A range of mobile code systems have been constructed to improve performance or support mobility. These systems typically have focused on environments where the need for resource management is less severe than for the applications and environment we target. In particular Rover  and Odyssey  provide mobile code for mobility, but published studies of these systems have focused on environments with small numbers of installed services rather than the emerging WWW service access model in which users access of different services per day.
Commercial content distribution networks are beginning to offer clients the ability to execute code at content distribution nodes using interfaces such as ICAP . Resource management is simplified in this case by the existence of a contractual relationship between code supplier and resource supplier, which both limits the range of behavior that the ``untrusted'' code may exhibit and which allows the administrator of the system to explicitly specify what fraction of resources should be guaranteed to each service.
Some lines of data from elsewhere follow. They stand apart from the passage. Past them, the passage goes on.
PR #9488, opened 2016-06-03
rados test: Consolidate output of err_t and add test case

dzafman:


dzafman:
@tchaikov I moved this change to its own pull request.

dzafman:
In fact the test case happens to not be impacted by the rados part of the fix.  The test only creates "missing" shards so the output is the same.

tchaikov:
`Reviewed-by: Kefu Chai <kchai@redhat.com>` once your test is green.

dzafman:
Combined this single commit into #9613 in order to also keep improving the test case.

PR #9494, opened 2016-06-04
mds/cdir: fix the type of dentry in the judgment; cleanup undefined functions

renhwztetecs:
1. Perfect is_primary/is_remote/is_null type of dentry in the judgment;
2. first_get() and last_put() are not defined,so cleanup them

### DIFF
--- a/src/mds/CDir.cc
+++ b/src/mds/CDir.cc
@@ -557,10 +557,10 @@ void CDir::link_inode_work( CDentry *dn, CInode *in)
 
 void CDir::unlink_inode(CDentry *dn)
 {
-  if (dn->get_linkage()->is_remote()) {
-    dout(12) << "unlink_inode " << *dn << dendl;
-  } else {
+  if (dn->get_linkage()->is_primary()) {
     dout(12) << "unlink_inode " << *dn << " " << *dn->get_linkage()->get_inode() << dendl;
+  } else {
+    dout(12) << "unlink_inode " << *dn << dendl;
   }
 
   unlink_inode_work(dn);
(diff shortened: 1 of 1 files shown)


src/mds/CDir.cc
```diff
@@ -608,10 +608,8 @@ void CDir::unlink_inode_work( CDentry *dn )
       dn->unlink_remote(dn->get_linkage());
 
     dn->get_linkage()->set_remote(0, 0);
-  } else {
+  } else if (dn->get_linkage()->is_primary()) {
```
jcsp: Do we really ever expect a null dentry here?  If not, then there should be an assert(!dn->get_linkage()->is_null()) after this if block.

src/mds/CDir.cc
```diff
@@ -2187,7 +2185,7 @@ void CDir::_encode_dentry(CDentry *dn, bufferlist& bl,
     bl.append('L');         // remote link
     ::encode(ino, bl);
     ::encode(d_type, bl);
-  } else {
+  } else if (dn->linkage.is_primary()) {
```
jcsp: Same as above: if we really never expect a null dentry here, add an assertion before or after the if block

jcsp:
Is this based on any bug you found, or just from code inspection?

src/mds/CDir.cc
renhwztetecs: null dentry Shouldn't be here，so add assert(!dn->get_linkage()->is_null()) in the else branch

src/mds/CDir.cc
renhwztetecs: Same as above
thank you

renhwztetecs:
just from code inspection

jcsp:
Realised after testing that the "cleanup undefined functions" commit is causing lots of crashes -- they weren't really unused: please remove that commit.

renhwztetecs:
@jcsp 
I change it later

renhwztetecs:
@jcsp 
remove that commit of cleanup undefined functions

jcsp:

PR #9495, opened 2016-06-04
rgw: need to 'open_object_section' before dump stats in 'RGWGetUsage_…

weiqiaomiao:
…ObjStore_S3::send_response()' function

### DIFF
--- a/PendingReleaseNotes
+++ b/PendingReleaseNotes
@@ -17,6 +17,24 @@
   listed in 'osd class default list' requires a capability naming the class
   (e.g. 'allow class foo').
 
+* The 'rgw rest getusage op compat' config option allows you to dump the description of user stats
+  or not in s3 GetUsage API. This config option is of bool type and defaults to false.
+  If the value is true, the reponse data of s3 GetUsage like below:
+
+    "stats": {
+                "TotalBytes": 516,
+                "TotalBytesRounded": 1024,
+                "TotalEntries": 1
+             }
+
+  Or if the value is false, the  reponse of s3 GetUsage like below and as it does before we add this config option:
+
+    {
+         516,
+         1024,
+         1
+    }.
+
 11.0.0
 ------
 
--- a/src/common/config_opts.h
+++ b/src/common/config_opts.h
@@ -1478,6 +1478,8 @@ OPTION(rgw_swift_versioning_enabled, OPT_BOOL, false) // whether swift object ve
 
 OPTION(rgw_list_bucket_min_readahead, OPT_INT, 1000) // minimum number of entries to read from rados for bucket listing
 
+OPTION(rgw_rest_getusage_op_compat, OPT_BOOL, false) // dump description of total stats for s3 GetUsage API
+
 OPTION(mutex_perf_counter, OPT_BOOL, false) // enable/disable mutex perf counter
 OPTION(throttler_perf_counter, OPT_BOOL, true) // enable/disable throttler perf counter
 
--- a/src/rgw/rgw_rest_s3.cc
+++ b/src/rgw/rgw_rest_s3.cc
@@ -430,10 +430,20 @@ void RGWGetUsage_ObjStore_S3::send_response()
        formatter->dump_int("SuccessfulOps", total_usage.successful_ops);
        formatter->close_section(); // total 
        formatter->close_section(); // user
-     } 
+     }
+
+     if (s->cct->_conf->rgw_rest_getusage_op_compat) {
+       formatter->open_object_section("Stats"); 
+     }	
+       
      formatter->dump_int("TotalBytes", header.stats.total_bytes);
      formatter->dump_int("TotalBytesRounded", header.stats.total_bytes_rounded);
      formatter->dump_int("TotalEntries", header.stats.total_entries);
+     
+     if (s->cct->_conf->rgw_rest_getusage_op_compat) { 
+       formatter->close_section(); //Stats
+     }
+
      formatter->close_section(); // summary
    }
    formatter->close_section(); // usage


yehudasa:
@weiqiaomiao this is a public api (albeit rgw extension). Need to bring this change to the mailing list, people might be using it as is now.

yehudasa:
@chenji-kael please take a look at this one

chenji-kael:
@yehudasa @weiqiaomiao 
Thanks for your remind， I think it's just about json decode format issue, and does not much matter, and actually we use this api for production environment ,and change this may cause problems when we update ceph.

weiqiaomiao:
@yehudasa I send a email to the mailing list（the email titile is 'RGW:add description  for GET usage admin api response entity 'stats entry''), and there is no one reponse it. I think  there is no people using this api except chenji. 
@chenji-kael One of our customers planning use this api, and  it is comfused to them what's the figure mean when they decode the api reponse data, add a description is a simple but easy way to help them quickly understand it.How about to fix this when you convenience?

chenji-kael:
@weiqiaomiao 
please see this pr , maybe you need it
https://github.com/ceph/ceph/pull/8043

yehudasa:
@weiqiaomiao @chenji-kael I suggest that we switch to the new api, but make it configurable so that current users can fall back to the old api. What do you think?

weiqiaomiao:
@yehudasa  @chenji-kael  It is a good suggestion to me and  update the commit yet.

src/common/config_opts.h
```diff
@@ -1433,6 +1433,8 @@ OPTION(rgw_swift_versioning_enabled, OPT_BOOL, false) // whether swift object ve
 
 OPTION(rgw_list_bucket_min_readahead, OPT_INT, 1000) // minimum number of entries to read from rados for bucket listing
 
+OPTION(rgw_getusage_dump_description, OPT_BOOL, true) // dump description of total stats for s3 GetUsage API
```
yehudasa: @weiqiaomiao let's rename it to rgw_rest_getusage_op_compat, and default it to false (switch the flag's meaning)

src/rgw/rgw_rest_s3.cc
```diff
@@ -429,10 +429,20 @@ void RGWGetUsage_ObjStore_S3::send_response()
...
        formatter->close_section(); // total 
        formatter->close_section(); // user
-     } 
-     formatter->dump_int("TotalBytes", header.stats.total_bytes);
-     formatter->dump_int("TotalBytesRounded", header.stats.total_bytes_rounded);
-     formatter->dump_int("TotalEntries", header.stats.total_entries);
+     }
+
+     if (s->cct->_conf->rgw_getusage_dump_description) {
+       formatter->open_object_section("Stats");
```
yehudasa: @weiqiaomiao close if here, and reopen it for the close_section(), so that we don't duplicate the stats dump

weiqiaomiao:
@yehudasa  Thanks for your suggestion, and the commit has been updated. Would you take a look at it again?

yehudasa:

We speculate that as ICAP scales to large numbers of locations and services, the need for system support for resource management will increase.
Our work shares many goals with market-based resource management system investigated in the D'Agents project . Both systems seek to develop scalable infrastructure to support large collections of untrusted code. Whereas our policy uses an economics analogy to form the basis of a simple policy, the D'Agents project is developing a more flexible resource market approach. Also, we focus on understanding and meeting the requirements of web service workloads rather than supporting a more general agent-based computational infrastructure.
A number of economics-based strategies have been proposed for distributing resources among competing applications in large distributed systems [4,24]. These systems target more general network topologies than ours and they use secure electronic currency to ration resources.
Adaptive research scheduling is an active research area. However, most proposed approaches are designed for benign environments where applications can be trusted to inform the system of their needs [15,20] or can be monitored for progress [10,27]. We treat applications as untrustworthy black boxes and allocate resources based on inferred value from the user rather than stated demand from the applications. The former approach can be more precise and can get better performance in benign environments, but the latter provides safety in environments with aggressive extensions. Noble et. al  emphasize agility, the speed at which applications and allocations respond to changing resource conditions, as a metric of dynamic resource schedulers. We argue that for stateful resources such as memory and disk, agility should be restrained to match the rate at which the resource may usefully be transferred between applications.